60 Years of Urban Change: Northeast - gbarnes
http://iqc.ou.edu/2015/01/21/60yrsnortheast/

======
meddlepal
Boston losing it's West End for towers in the park is one of the worst crimes
of mid-20th century urban planning (renewal).

The automobile destroyed American cities... and mostly for the benefit of
people who never even lived in the city but rather just commuted into or
through it.

------
potatolicious
Ouch ouch ouch. It hurts just looking at these.

Besides the obvious complaint of freeways cutting willy-nilly through
established cities, literally demolishing everything in its path, even the
buildings suffered.

The gross misuse of outdoor space might be the second-greatest crime in
American urban planning (after freeway culture). So many tight-knit
neighborhoods and communities - tight streets full of activity and business -
replaced with megalithic buildings surrounded by "plazas" and "parks" that fit
neither description and are massive black holes devoid of human activity.

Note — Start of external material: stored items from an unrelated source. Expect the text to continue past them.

PR #1014, opened 2022-08-20
A reasoned proposal for operator precedence in Dex.

axch:
As a side-effect of working on the parser reorganization #1013, I
spent some effort on thinking about operator precedence.  The result
is a proposal to adjust Dex's operator precedence table to the
structure and for the reasons given in this document.

The parser reorganization partially implements this propsal, because
it makes various formerly-special syntactic entities (like the equals
character `=` and the pipe character `|`) be operators subject to
precedence rules.

However, this proposal goes beyond the changes in the parser reorg.
Mainly, I propose defining explicit (and distinct) precedences for a
large number of oprators that are currently defined in user-space in
the prelude and not mentioned in the parser at all; and I also propose
changing the precedence of several extant operators relative to each
other.

The proposal document is written in the present tense so that if
accepted it can just become documentation; but everything in it
(especially the rationales that use the word "arbitrary") is meant, at
this stage, as a proposal open to discussion.

I will interpret a "LGTM" review on this PR as support for the syntax
changes proposed (as opposed to simply code-reviewing the proposal
document qua proposal).

### DIFF
--- a/doc/syntax-philosophy.md
+++ b/doc/syntax-philosophy.md
@@ -1,0 +1,276 @@
+# Dex Syntax Overview
+
+Dex has a lot of syntax.  It can be hard to keep track of, but to make it easier
+Dex tries to be uniform about its grouping structure.  For instance, the colon
+`:` means "I have a name (or pattern) on my left, whose type is on my right".
+But sometimes that name is a variable binding, sometimes it's a function
+argument, and sometimes it's a record field name.  However, in all of these
+cases, the binding precedence of `:` is consistent (and quite loose), so you can
+tell what other operators are part of the type vs part of the enclosing context
+just by parsing the precedence and the grouping parens, without having to
+remember the enclosing syntactic form.
+
+In fact, Dex achieves this with a two-stage parser: Dex resolves keywords,
+grouping, and operator precedence first, uniformly, and then constructs its
+abstract syntax from that.  That's why you see two different kinds of errors.  A
+"Parse error" comes from the first pass, effectively inserting parentheses in
+the right places around all the infix operators.  At this stage, Dex detects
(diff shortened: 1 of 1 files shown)


doc/syntax-philosophy.md
```diff
@@ -0,0 +1,276 @@
...
+  - The standard comparisons `>`, `<`, `>=`, `<=` are given the same precedence
+    by convention
+
+  - The equality operators `==` and `!=` get the next precedence, looser than
+    comparison because `4 < 5 == True` is a reasonable thing to write (if a bit
+    redundant)
+
+3. Boolean arithmetic follows, because it can consume the results of comparisons
+
+  - `&&` is tighter than `||` because the or-of-ands form for Boolean formulas
```
apaszke, line 117: Wouldn't it be better to make them have the same precedence and error if not explicitly parenthesized?

apaszke (approved):
I don't have any strong opinions on precedence, so the change sounds good to me. I'm not sure how helpful this actually is to newcomers, but it certainly doesn't hurt.

Something I'd really like to see, are precedence rules defined in the user language, not in the parser. But it's far from the critical path, so no need to do now.

doc/syntax-philosophy.md
axch: No?  `2 < x && x < 5 || x == 7` seems like a perfectly sensible expression?

alexreinking: I also read `&&` like multiplication and `||` like addition. 🤷

apaszke: I feel like it's better to be explicit in cases like this one, but I guess this precedence is common in other languages, so I won't veto it.

dougalm (approved):
Beautiful! Very well argued from first principles.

That Pittsburgh picture hurts the most. Roads lined with buildings replaced
with vast concrete emptiness.

Rochester too - there is more parking lot and roadway west of the river than
there are buildings! Disgusting.

And that Providence picture - if I didn't know better I'd think the after
picture is after a war given how much has been absolutely leveled into flat
ground.

Agh I can't look at this.

------
blahedo
The Providence one is interesting, because the 2013 photo shows a substantial
improvement---when I-195 was laid out, it made a crazy-ass loop through
downtown (and bisecting some historic neighbourhoods) before heading east.
About ten years ago they finally said, "this is dumb," and started planning
for it to join I-95 further south. In the 2013 photo here, you can see the
scars from where 195 used to be---it's still recovering.

If the "after" photo of Providence were from, say, 2003, the change would be
even more dramatic.

------
bluthru
The automobile might prove to be the most detrimental invention of all time.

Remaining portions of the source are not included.